Data mappings are used to identify where data comes from and where it should be directed to; a data dictionary is used to classify the target data types, the format of stored data and the rules for data transformation. The data dictionary is also used to clarify ownership and administration responsibilities for data wherever it is stored.
--- --- ---
3 steps to consume data into a business data store
ETL is used in database systems where we require additional data to be consumed or merged with company data for use in business intelligence / analysis of financials / marketing / commodities prices and market trends / …
For example one might want to consume data from a government or European union data provider and use this data in conjunction with company data to provide insights into market trends / identifying new prospects or business opportunities / understanding market share or demographic changes over time / …
Extract: Covers the data extraction of data records from an external data source such as the ONS Office for national statistics web site / ECB European Central Bank / some other European data source / …
Transform: A set of data processing algorithms or rules to transform the data from the source into a form that is compatible with the company data store database.

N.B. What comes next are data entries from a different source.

PR #3749, opened 2016-04-22
Allow creating copies of `git_reference` objects.

arthurschreiber:
I'd like to make use of this in Rugged. 😄

### DIFF
--- a/tests/refs/dup.c
+++ b/tests/refs/dup.c
@@ -1,0 +1,40 @@
+#include "clar_libgit2.h"
+#include "refs.h"
+
+static git_repository *g_repo;
+
+void test_refs_dup__initialize(void)
+{
+	g_repo = cl_git_sandbox_init("testrepo.git");
+}
+
+void test_refs_dup__cleanup(void)
+{
+	cl_git_sandbox_cleanup();
+}
+
+void test_refs_dup__direct(void)
+{
+	git_reference *a, *b;
+
+	cl_git_pass(git_reference_lookup(&a, g_repo, "refs/heads/master"));
+	cl_git_pass(git_reference_dup(&b, a));
+
+	cl_assert(git_reference_cmp(a, b) == 0);
+
+	git_reference_free(b);
+	git_reference_free(a);
+}
+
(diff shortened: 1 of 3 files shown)


tests/refs/dup.c
```diff
@@ -0,0 +1,40 @@
...
+{
+	g_repo = cl_git_sandbox_init("testrepo.git");
+}
+
+void test_refs_dup__cleanup(void)
+{
+	cl_git_sandbox_cleanup();
+}
+
+void test_refs_dup(void)
```
ethomson: This test needs a proper name - `test_refs_dup` is the prefix for the `refs::dup` tests.  This test needs to be `test_refs_dup__direct` (for example).  (Clar is quite particular about naming.)

(You can run just the `refs::dup` tests to see that it only runs the one.)

tests/refs/dup.c
```diff
@@ -0,0 +1,40 @@
...
+{
+  git_reference *a, *b;
+
+	cl_git_pass(git_reference_lookup(&a, g_repo, "master"));
```
ethomson: This should be `refs/heads/master` instead of `master`.

tests/refs/dup.c
```diff
@@ -0,0 +1,40 @@
...
+
+	cl_assert(git_reference_cmp(a, b) == 0);
+
+	git_reference_free(b);
+	git_reference_free(a);
+}
+
+void test_refs_dup__symbolic(void)
+{
+  git_reference *a, *b;
```
ethomson: Indentation is off here.

tests/refs/dup.c
```diff
@@ -0,0 +1,40 @@
...
+}
+
+void test_refs_dup__cleanup(void)
+{
+	cl_git_sandbox_cleanup();
+}
+
+void test_refs_dup(void)
+{
+  git_reference *a, *b;
```
ethomson: The indentation here is a bit off.

ethomson:
👍

arthurschreiber:
Fixed everything up!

In addition it’s often necessary to clean data records so that empty / missing data values are transformed into default values that can be used by any computer programs or company web sites without creating additional problems.
Load: The loading of this new data into the companies data store database. In addition it’s often necessary to ensure that duplicate data records are removed.
--- --- ---
RDBMS (Relational database management system)
A data store that stores data inside data containers called data tables. A database contains a set of tables containing data fitted into predefined categories. Each table contains one or more data categories in columns.
A table is a collection of data elements organized in terms of rows and columns. A table is also considered as convenient representation of relations. Data must be stored and presented as relations, i.e. tables that have relationships with each other, e.g., primary/foreign keys.